As cargas utilizadas pelos traficantes para ocultar a droga foram as mais variadas, como café, farelos vegetais, açúcar, retalhos de tecido, sucatas de metal e vidro, peças automotivas e bobinas de papel.

Recorde de apreensões – Segundo a Receita, o recorde de apreensões ao longo de 2016 ‘é consequência do aperfeiçoamento das atividades de vigilância e controle de cargas a fim de garantir que apenas o corretamente declarado embarque ou desembarque no cais santista’.

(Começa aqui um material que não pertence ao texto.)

PR #221, opened 2023-02-27
Literal types no longer cause a warning on decoding

norabelrose:
On `master`, you can't deserialize a dataclass with `Literal` type annotations without running into warnings like this:
```
UserWarning: Unable to find a decoding function for the annotation typing.Literal['first', 'last', 'mean'] (of type <class 'typing._LiteralGenericAlias'>). Will try to use the type as a constructor. Consider registering a decoding function using `register_decoding_fn`, or posting an issue on GitHub.
```
I've fixed this by adding an extra if-block in `helpers/serialization/decoders.py` that checks for Literal types:
```
if is_literal(t):
        logger.debug(f"Decoding a Literal field: {t}")
        possible_vals = get_type_arguments(t)
        return decode_literal(*possible_vals)
```
The Callables created by the `decode_literal` function simply check if the input values are among those permitted by the Literal type, and raise a `TypeError` if so.

Please let me know if there's anything else I need to do (e.g. add a test?) to make this PR mergeable.


lebrice:
Hey there @norabelrose, thanks for making this!

You're right that this would ideally require a test. I'll get back to you with an example of what that could look like, but in the meantime, you could probably take a look at this:
- https://github.com/lebrice/SimpleParsing/blob/master/test/test_literal.py#L54-L67
- https://github.com/lebrice/SimpleParsing/blob/master/test/test_decoding.py

The goal of the tests would be to:
1. reproduce that there is indeed raising a warning without the fix
2. that the fix removes it
3. check that the decoding works as expected.

If you feel like taking a swing at this, let me know. If not, no worries! :)
Let me know what you think.

simple_parsing/helpers/serialization/decoding.py
```diff
@@ -11,7 +11,7 @@
 from functools import lru_cache, partial
 from logging import getLogger
 from pathlib import Path
-from typing import Any, Callable, TypeVar
+from typing import Any, Callable, Literal, TypeVar
```
lebrice, line 14: This is what's causing an issue: It's not in `typing` yet for Python 3.7.
```suggestion
from typing import Any, Callable, TypeVar
from typing_extensions import Literal
```

lebrice (approved):

norabelrose:
All right let me take a look at the tests

norabelrose:
Hmmm I'm actually not able to replicate the bug anymore? Not sure what's going on

norabelrose:
Nvm now I'm seeing the bug again

norabelrose:
Just added a test; should fix #226

test/test_decoding.py
```diff
@@ -33,6 +34,24 @@ class SomeClass(Serializable):
...
+def test_literal_decoding():
+    @dataclass
+    class SomeClass(Serializable):
+        x: Literal["a", "b", "c"] = "a"
+
+    # This test should fail if there's a warning on decoding- previous versions
+    # have raised a UserWarning when decoding a literal, of the form:
+    # Unable to find a decoding function for annotation typing.Literal['a', 'b', 'c']
+    with warnings.catch_warnings():
+        warnings.simplefilter("error")
```
lebrice, line 46: I guess the test to replicate the issue would have used `pytest.warns`, right?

A Alfândega da Receita no Porto de Santos destacou que tem modernizado os processos de controle de cargas, pessoas e veículos, com utilização de sistemas de informação, câmeras de vigilância, Reconhecimento Óptico de Caracteres (OCR), escâneres, cães de faro e treinamento de servidores.

“Neste cenário, verifica-se um aumento considerável nas apreensões de entorpecentes inseridos em cargas lícitas, contaminadas durante a logística de exportação”, destacou a Receita. “Por isso, é fundamental que as empresas exportadoras busquem aperfeiçoamento de sua logística a fim de torná-la mais segura.”

A Alfândega de Santos sugere algumas medidas a serem adotadas pelo exportador com o objetivo de tornar mais difícil a ação do tráfico.

1) Atenção da empresa transportadora marítima para que o contêiner a ser utilizado no transporte atenda às normas de segurança internacional, em especial, que não haja comprometimento do sistema de segurança de portas;

2) Monitoramento através de filmagens e fotografias da unitização da carga, assim como a colocação do lacre. Essa medida comprovará que a carga não foi contaminada durante esse processo, que os lacres foram colocados corretamente e que sua numeração corresponde a da documentação de transporte marítimo;

3) Verificação, pelo exportador, de que o lacre é integro e se a numeração corresponde à informada no conhecimento de transporte marítimo ou conhecimento eletrônico (CE);

4) Escolha de transportador idôneo e que possua sistema de rastreamento ativo de veículos, uma vez que essa é a fase em que ocorre o maior número de contaminações de carga.